* _SUPPLIED MATERIAL_:
Issue #7073, opened 2023-09-07
feat: Array.sum(), .min(), .max(), mean(), etc.


NickCrews:
### Is your feature request related to a problem?

Also, I could see .mean(), .min(), etc.

[Here are the supported agg functions for duckdb](https://duckdb.org/docs/archive/0.8.1/sql/functions/nested#list-aggregates). Not sure about other backends.

Related to https://github.com/ibis-project/ibis/issues/6975, except in this case I can't do the workaround that I mention there. Perhaps that issue is a special case of this.

### Describe the solution you'd like

Probably top-level functions on ArrayValue, but that lends itself to only making sense for the few core agg functions that all backends support. Once you get to weird agg functions like `kurtosis` that duckdb supports, it becomes harder to justify adding a `ArrayValue.kurtosis()` just to support duckdb. Perhaps a "sparse" API similar to duckdb's of `ArrayValue.agg("sum")` makes more sense in that it allows access to rare aggregation functions that only are in some backends.

### What version of ibis are you running?

main

### What backend(s) are you using, if any?

duckdb

### Code of Conduct

- [X] I agree to follow this project's Code of Conduct

cpcloud:
I think these operations can be implemented for a variety of backends:

- BigQuery (operations on arrays can be done in a subquery)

* _TO DO_: Give exactly, and nothing besides, the lines from the one in which "[Here are the" occurs through the end of the records.

* _OUTPUT FOR THIS EXERCISE_:
[Here are the supported agg functions for duckdb](https://duckdb.org/docs/archive/0.8.1/sql/functions/nested#list-aggregates). Not sure about other backends.

Related to https://github.com/ibis-project/ibis/issues/6975, except in this case I can't do the workaround that I mention there. Perhaps that issue is a special case of this.

### Describe the solution you'd like

Probably top-level functions on ArrayValue, but that lends itself to only making sense for the few core agg functions that all backends support. Once you get to weird agg functions like `kurtosis` that duckdb supports, it becomes harder to justify adding a `ArrayValue.kurtosis()` just to support duckdb. Perhaps a "sparse" API similar to duckdb's of `ArrayValue.agg("sum")` makes more sense in that it allows access to rare aggregation functions that only are in some backends.

### What version of ibis are you running?

main

### What backend(s) are you using, if any?

duckdb

### Code of Conduct

- [X] I agree to follow this project's Code of Conduct

cpcloud:
I think these operations can be implemented for a variety of backends:

- BigQuery (operations on arrays can be done in a subquery)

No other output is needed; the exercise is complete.